OpenAI and Microsoft are increasingly singled out for their slightly odd interpretation of copyright. Their ChatGPT invention was reportedly trained through pirated content.
Many users are already taking advantage of Generative AI to create graphic, but also literary works, and sometimes, to profit from it. OpenAI, the startup which with ChatGPT is at the genesis of this digital and societal revolution, is accused by two writers of having used their content to train their AI.

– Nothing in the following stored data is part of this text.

Issue #447, opened 2018-02-09
Update regex docs to encourage named regex groups


jacobtomlinson:
# Description
Inspired by #446 we should update the documentation on the regex matcher to encourage people to use [named regex groups](https://docs.python.org/3/howto/regex.html#non-capturing-and-named-groups).

When capturing a group from a regular expression you can write something along these lines

```python
@match_regex('my name is (\w+)')
async def my_name_is(opsdroid, config, message):
    name = message.regex.group(0)
```

However this means that if you include multiple groups you need to know their order to get them our successfully, which can make things complicated.

```python
@match_regex('my name is (\w+) and my wife is called (\w+) and my son is called (\w+)')
async def my_name_is(opsdroid, config, message):
    name = message.regex.group(0)
    wife = message.regex.group(1)
    son = message.regex.group(2)
```

As #446 will add the ability to extract entities by their name then this breaks down as it will not be possible to request the group by it's index.

In the python `re` library it is possible to [give your groups names](https://docs.python.org/3/howto/regex.html#non-capturing-and-named-groups) and then retrieve them using those names.

```python
@match_regex('my name is (?P<name>\w+) and my wife is called (?P<wife>\w+) and my son is called (?P<son>\w+)')
async def my_name_is(opsdroid, config, message):
    name = message.regex.group('name')
    wife = message.regex.group('wife')
    son = message.regex.group('son')
```

This should be the encouraged behaviour as it will simplify entity retrieval in the long run. We should update the documentation page to encourage this.

Thai-Morris:
Hello, I am new to this open source contribution thing. How can I help?

jacobtomlinson:
Welcome to open source! Great to have you.

The documentation page this issue is referring to can be found [here](https://github.com/opsdroid/opsdroid/blob/master/docs/matchers/regex.md). 

You'll need to fork the repo, edit the page, and then open a pull request. [GitHub has a guide here](https://help.github.com/articles/creating-a-pull-request-from-a-fork/).

If you need any further help you can [reach out to us on gitter](https://gitter.im/opsdroid)!

PR #450, opened 2018-02-09
add a parser using parse lib (proposal)

anxodio:
# Description

I was reading the issue #447, thinking about the code in:
```python
@match_regex('my name is (?P<name>\w+) and my wife is called (?P<wife>\w+) and my son is called (?P<son>\w+)')
async def my_name_is(opsdroid, config, message):
    name = message.regex.group('name')
    wife = message.regex.group('wife')
    son = message.regex.group('son')
```
I thought that that's very "complicated" for just get some parameters. Regex it's very powerful and flexible, but for easy cases like this it's an overhead.

That's the reason why I make this proposal aiming to add a new core parser using [parse](https://github.com/r1chardj0n3s/parse) python lib.

It simplify a lot that type of matchers, using the classic format python style. For example, the example above will become:
```python
@match_parse('my name is {name} and my wife is called {wife} and my son is called {son}')
async def my_name_is(opsdroid, config, message):
    name = message.parse_result['name']
    wife = message.parse_result['wife']
    son = message.parse_result['son']
```

It can be very useful for easy matches, and can help to developers with few regex skills.

What do you think? If you like it, I will finish the implementation with tests and doc 😄 

## Status
**UNDER DEVELOPMENT**

## Type of change

# How Has This Been Tested?

It must be tested if we find it interesting.

# Checklist:

### DIFF
--- a/opsdroid/core.py
+++ b/opsdroid/core.py
@@ -14,6 +14,7 @@ from opsdroid.database import Database
 from opsdroid.loader import Loader
 from opsdroid.parsers.always import parse_always
 from opsdroid.parsers.regex import parse_regex
+from opsdroid.parsers.parseformat import parse_format
 from opsdroid.parsers.dialogflow import parse_dialogflow
 from opsdroid.parsers.luisai import parse_luisai
 from opsdroid.parsers.recastai import parse_recastai
@@ -228,6 +229,7 @@ class OpsDroid():
         """Take a message and return a ranked list of matching skills."""
         skills = []
         skills = skills + await parse_regex(self, message)
+        skills = skills + await parse_format(self, message)
 
         if "parsers" in self.config:
             _LOGGER.debug(_("Processing parsers..."))
--- a/opsdroid/matchers.py
+++ b/opsdroid/matchers.py
@@ -5,7 +5,6 @@ import logging
 from opsdroid.helper import get_opsdroid
 from opsdroid.web import Web
 
-
 _LOGGER = logging.getLogger(__name__)
 
 
@@ -16,6 +15,19 @@ def match_regex(regex, case_sensitive=True):
         opsdroid = get_opsdroid()
         opsdroid.skills.append({"regex": {"expression": regex,
                                           "case_sensitive": case_sensitive},
+                                "skill": func,
+                                "config":
+                                opsdroid.loader.current_import_config})
+        return func
+    return matcher
+
+
+def match_parse(format_str):
+    """Return parse match decorator."""
+    def matcher(func):
+        """Add decorated function to skills list for parse matching."""
+        opsdroid = get_opsdroid()
+        opsdroid.skills.append({"parse_format": format_str,
                                 "skill": func,
                                 "config":
                                 opsdroid.loader.current_import_config})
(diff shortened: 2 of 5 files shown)


jacobtomlinson:
Love it! Please continue. 

This would be perfect for getting started with opsdroid.

anxodio:
I'm thinking about the score... I don't know how to calculate it. I don't understand the approach used in regex :/

My point is that you use something like:
```python
@match_parse('hello')
@match_parse('hello {name}, how are you?')
``` 
And parse resolve it, probably it's a 100% score. But the problem can be:
```python
@match_parse('hello {name}')
```
In this case, name will parse all things until the end of the sentence. It will match `hello Jacob`, but it will match `hello Jacob, how are you` too (setting `name=Jacob, how are you`).
So use here a 100% score its a bad thing.

Any troughs?

jacobtomlinson:
Sorry for the delay! This is a tricky one so I'll try and explain my thinking here, I'm really keen to get feedback too.

In the case where multiple skills match a message only the most certain match is used. All NLU APIs provide a certainty score for the matches. This means that skills can have numerous matchers on them and depending on the configuration only some of them will be used, but in the case where two match the skill is only called once.

For example if I configure both wit and luis and they both match the one which is most confident is used.

Applying this to regex was tricky as it doesn't provide a confidence, so I had to decide on a way to calculate this myself. Here were my thoughts when implementing #311:

- Matches from APIs such as LUIS should usually win over regex, therefore regex should have a lower score distribution.
- The more complicated the regex the higher the score should be. Currently length is used to calculate this.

To read – ChatGPT: OpenAI and Microsoft face a $3 billion fine for data theft
Artists criticize the creators of large language models for using normally paid sources to train their chatbots. If the goal of the big names in Silicon Valley is to profit from Artificial Intelligence, the authors of the original “sources” may not receive no compensation despite their essential contribution.
OpenAI is accused of using pirated books to train ChatGPT
According to Torrent Freak, “This week, authors Paul Tremblay and Mona Awad filed a class action lawsuit against OpenAI, accusing ChatGPT’s parent company of copyright infringement. According to them, ChatGPT was partially formed on their copyrighted works, without permission”. The charge is serious. How can plaintiffs be so sure that OpenAI trained its chatbot on their works? For Mr. Tremblay and Ms. Awad, the proof is obvious: “ ChatGPT generates summaries of complainants’ copyrighted workswhich is only possible if ChatGPT has been trained on these works”.
But the accusation goes even further. According to Messrs. Tremblay and Awad, OpenAI allegedly used content collected from book piracy sites like Z-Library. Indeed, if the company remains evasive on the origin of the sources used to train its AI, we know that ChatGPT has been trained on at least 360,000 books. Has the company paid to be “inspired” by these works? We can’t know, but the plaintiffs still note that “OpenAI must have used pirated resources, because there are no legitimate databases containing so many books”.